Find the anti derivative for 4/(x^2+1)
4 (x^2 + 1)^-1
4 * -1 * (x^2 + 1)^-2 * 2x
-8x / (x^2+1)^2
Your question is of this type:
Integral of du / (a^2 + u^2) = (1/a) tan-1(u/a) +c
OOPS... missed the "anti" part
that is the derivative
To find the antiderivative of the function 4/(x^2+1), we can use the technique of integration. In this case, we can use the substitution method.
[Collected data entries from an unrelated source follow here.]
PR #1051, opened 2026-06-05
fix(rename): close sub-second annotation-resurrection windows in renameDocument (#1040)

### LINKED ISSUE #1040: rename: close sub-second annotation-resurrection windows in renameDocument
## Background

`renameDocument` (PR #1038) has three documented sub-second concurrency windows where a deleted annotation can be resurrected. These are honestly characterized in the code comments as "duplicate/resurrect, never lose," but since PR #1038 otherwise closes annotation data-loss on rename, the resurrection behaviour is worth fixing properly.

## Windows

**(a)** Concurrent annotation DELETE arriving in the brief async gap between `clearFileSyncContext` (observer detached) and the `wireAnnotationStore` call below `fs.rename`. The delete arrives, doesn't get tombstoned, and resurfaces when the envelope is re-merged.

**(b)** Between the envelope `fs.rename` and the meta heal-write, the envelope at `newHash` still carries `meta.filePath = oldPath`. A concurrent `openFileByPath` with `allowRecovery:true` on a byte-identical document could match this envelope and re-key it, duplicating doc A's annotations onto the other doc. *(Lower severity — requires an unlikely byte-identical concurrent open.)*

**(c)** Between the primary `fs.rename` above and the envelope move, `<oldHash>.json` still exists with the now-vanished `oldPath` + matching `contentHash`. A concurrent byte-identical open could match it in `recoverRenamedEnvelope` and re-key it.

## Proposed fix

Windows (b) and (c) can be closed by collapsing the `fs.rename` + heal-write into a single read-modify-write to `newHash` — write the updated `meta.filePath` into the *new* envelope in one atomic step before the old one is removed, eliminating the stale-envelope window.

Window (a) requires either holding the observer active across the rename (reattach before `clearFileSyncContext`) or adding a short tombstone-preservation period post-rename.

## Severity

Data is never *lost* — worst case a just-deleted annotation reappears after rename. Acceptable as a v1 limitation but should be fixed before v1.0 GA.

## References

- PR #1038 diff lines ~962–986 (concurrency window comments)
- Identified in Bryan's review of PR #1038

bloknayrb:
Closes #1040.

## Problem

`renameDocument` (PR #1038) had three documented sub-second concurrency windows where a just-deleted annotation could resurrect after a rename — honestly characterized in the code as "duplicate/resurrect, never lose," but worth closing properly before v1.0 GA:

- **(a)** A concurrent annotation DELETE arriving in the observer-detached gap between teardown (`clearFileSyncContext`) and the re-wire (`wireAnnotationStore`) — never tombstoned, resurrected by the post-rename merge.
- **(b)** Between the envelope `fs.rename` and the meta heal-write, the `newHash` envelope transiently carried a stale `meta.filePath` (the vanished `oldPath`). A concurrent byte-identical `openFileByPath(allowRecovery:true)` could match it in `recoverRenamedEnvelope` and re-key it.
- **(c)** Between the primary `fs.rename` and the envelope move, `<oldHash>.json` still existed with the now-vanished `oldPath` + matching `contentHash` — same steal vector, mirror image.

## Fix

**Windows (b) + (c) — single read-modify-write.** The old envelope `fs.rename` + separate heal-write are collapsed into one RMW: `persistSnapshot` writes the **new** path-hash envelope with `meta.filePath` already `= newPath`, **before** the old envelope is removed. There is no instant where a stale-path envelope is exposed to the recovery scan. The old envelope is removed **last** — after the re-wire has disposed the old observer — so no stray debounced write can re-create `<oldHash>.json` with the vanished path.

**Window (a) — keep the observer attached + migrate the ledger.** The old-hash annotation observer now stays **attached across the rename** (the Phase-1 `clearFileSyncContext` is deferred), so a DELETE arriving mid-rename still records a tombstone into the `oldHash` ledger. A new `migrateTombstoneLedger(fromHash, toHash)` folds that ledger forward into `newHash` (dedup by id, highest rev wins) — once before the RMW snapshot and again immediately before the re-wire disposes the old observer — so the deletion survives into the post-rename envelope and the annotation can't reappear on a later stale-tab merge.

The load-bearing `closeStore`-before-teardown ordering (#1017 Finding C) is preserved. All heal-path Y.Doc writes go through `withFileSync` (no raw `doc.transact`); `migrateTombstoneLedger` is a pure in-memory ledger mutation (tombstones are server-side-only state, never a Y.Doc write).

## Verification

- `npm run typecheck` — green
- `npm run audit:origins` — clean (no raw-transact / origin violations)
- `npx vitest run tests/server/rename-document.test.ts` — 16 passed (15 prior + 1 new)
- New regression test injects a DELETE **concurrent with the rename** (fired from inside `fs.rename`, in the observer-attached span) and asserts it stays deleted through reopen. Confirmed **red** with the migration disabled, **green** with it.
- Broader `tests/server/annotations` + `tests/server/events` + `file-opener` suites pass (one pre-existing, unrelated failure in `file-opener-lifecycle.test.ts` from a missing `node_modules/mammoth` test-data `.docx` fixture — not touched by this change).

## Adversarial review

The mandatory `crdt-reviewer` and `annotation-model-reviewer` checklists were applied to the diff (the worker could not spawn the sub-agents, so their focus areas were walked through directly):

- **crdt-reviewer** — no coordinate-system surface touched: no `range`/`relRange`/`assoc`/heading-prefix/separator math changed; `migrateTombstoneLedger` moves only `{id, rev, deletedAt}` records; `snapshot()` recomputes `contentHash` from the live Y.Doc for the renamed file; origin tagging is `withFileSync`-only, no raw transact. Tombstone rev monotonicity (highest-rev-wins on dedup) matches `recordTombstone` and `loadAndMerge`. **No findings.**
- **annotation-model-reviewer** — ADR-027 note privacy preserved (the existing rename note-privacy test passes: note survives the move, zero channel events; heal writes are `withFileSync`, which `CHANNEL_SKIP` excludes). No annotation creation / pending-only mutation paths touched. `closeStore`-before-ledger-delete ordering (#1017 Finding C) honored. **No findings.**

A `--effort high` code-review of the diff surfaced one real issue — a stray-`<oldHash>.json` re-creation if the old envelope were removed while the old observer was still live — which was fixed by removing the old envelope **last** (after the re-wire disposes the observer; `store.clear()` also drops any pending write).

No `src/server/` annotation-schema or coordinate-system change.

---


bloknayrb:
**Review verdict: APPROVE-WITH-CHANGES** (posted as a comment — the review identity authored the PR). Four lenses ran: CRDT/coordinate-system (which wrote and executed 4 adversarial probe tests against candidate loss/resurrection windows in an isolated worktree — all clean), annotation-model/ADR-027/031, general code review (error-path focus), and test-coverage analysis. The core design is sound: no resurrection window and **no new loss window** found in the normal path. The PR's manual checklist walk-through (in lieu of spawning the agents) held up well — but the real run found one residual it missed.

### SHOULD-FIX (1) — flagged independently by two reviewers

**RMW step 2 `clear()` of `<oldHash>.json` runs unconditionally even when the re-wire failed to dispose the old observer — re-opening the window-(c) steal vector under exception.** `wireAnnotationStore` swallows internal errors (e.g. `loadAndMerge` throwing on a disk read / destroyed doc) without calling `setFileSyncContext`, so the oldHash observer stays registered and live. Phase 3 then unconditionally `clear()`s the oldHash envelope (`document-service.ts` ~838); a subsequent DELETE queues a debounced write that **re-creates `<oldHash>.json`** with the vanished `oldPath` + matching `contentHash` — the exact stale-envelope steal vector the step's own comment claims is closed. Low-probability, no data loss (same best-effort posture as master), and the existing Phase-3 test only exercises the *rejecting* shape — this residual is untested. Fix: gate RMW step 2 on the re-wire having succeeded, or `clearFileSyncContext(docId)` defensively before the `clear()`; at minimum soften the step-2 comment from "is closed" to "best-effort under re-wire failure" so the documentation stays honest (the PR's explicit framing).

### Verified sound (empirically)

- **Probe-tested:** concurrent CREATE during rename survives; DELETE during RMW step-2 / step-1b reaches newHash and stays deleted through reopen; a legit **re-create at higher rev after delete is NOT clobbered** by the migrated tombstone (`stone.rev > ymapAnn.rev` gate) — no false-positive loss. 18 rename tests + 218 annotation-suite tests green; `audit:origins` clean.
- **The previously-feared "DELETE after Fold 2 but before old-observer disposal" window does not exist** — the span from `store.load()` resolving through `setFileSyncContext` disposal is fully synchronous; no Y.Map mutation can interleave.
- Tombstone rev-monotonicity: `migrateTombstoneLedger`, `recordTombstone`, and `loadAndMerge` all agree on highest-rev-wins; idempotent, order-independent. #1017 Finding C ordering preserved. All Y.Doc writes `withFileSync`; ADR-027 holds (CHANNEL_SKIP covers every new path). Race injection in the new tests is deterministic (synchronous fs-spy injection, no sleeps).

### Test gaps (worth closing, non-blocking)

1. **The union-not-clobber rewrite of `loadAndMerge` has no direct unit coverage** — the new `seedHasExtraTombstones` branch (forces a write even on the `fileEmpty` fast path) is exercised only through the rename integration tests. One focused test in `sync.test.ts` (pre-seed ledger, file lacks the tombstone → entry dropped + write forced) isolates it from rename plumbing.
2. **Force-reload safety is asserted only by a comment.** The union is safe on `clearAndReload` only because the ledger is cleared first; a future reorder would make stale ledger entries eat legitimately-resurrected annotations with zero test failure. Cheap regression test, real data-loss-adjacent invariant.
3. Fold 1 has no independent test guard (Fold 2 catches everything the window-(a) test injects) — fine since it's documented redundant-but-cheap, just noting it could be deleted without anything going red.

### Cosmetic

- **Stale prose, two places:** the PR body and the a2 test's inline comment both attribute the fold to "`setFileSyncContext`'s `migrateTombstonesFrom`" — no such mechanism exists; the shipped fold threads through `wireAnnotationStore` → `loadAndMerge` (which is correct and better-placed). Fix the test comment so a future cleanup doesn't delete the real mechanism trusting the wrong pointer.
- `migrateTombstoneLedger` reconstructs `{id, rev, deletedAt}`, dropping `.passthrough()` extras — inconsistent with the seed path this same PR hardened to preserve records as-is. `to.set(id, stone)` for symmetry.
- Pre-existing (not this PR): a Hocuspocus doc-swap mid-rename leaves the captured `doc` stale; the longer observer-attached span slightly extends that window. Follow-up note, not a regression.

Ship-ready once the step-2 gating (or honest comment) lands.

---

Let's start by letting u = x^2 + 1. Then, we can find du/dx by taking the derivative of both sides with respect to x:
du/dx = d/dx (x^2 + 1)
du/dx = 2x
Now, we can rewrite the function in terms of u:
4/(x^2 + 1) = 4/u
Next, we can rewrite du/dx in terms of du:
du = 2x dx
To solve for dx, we can divide both sides by 2x:
dx = du/(2x)
Substituting these expressions into the integral, we have:
∫ (4/(x^2+1)) dx = ∫ (4/u) (du/(2x))
Now, we can simplify the integral:
∫ (4/u) (du/(2x)) = (1/2) ∫ (4/u) (du/x)
Notice that 4 is a constant and can be factored out of the integral:
(1/2) ∫ (4/u) (du/x) = 2 ∫ (1/u) (du/x)
Now, we can divide both sides of the integral by x:
2 ∫ (1/u) (du/x) = 2 ∫ (1/u) (du/u)
Integrating (1/u) with respect to u gives us:
2 ∫ (1/u) (du/u) = 2 ln|u| + C
Since we initially let u = x^2 + 1, we can substitute back in:
2 ln|u| + C = 2 ln|x^2 + 1| + C
Therefore, the antiderivative of 4/(x^2+1) is 2 ln|x^2 + 1| + C, where C is the constant of integration.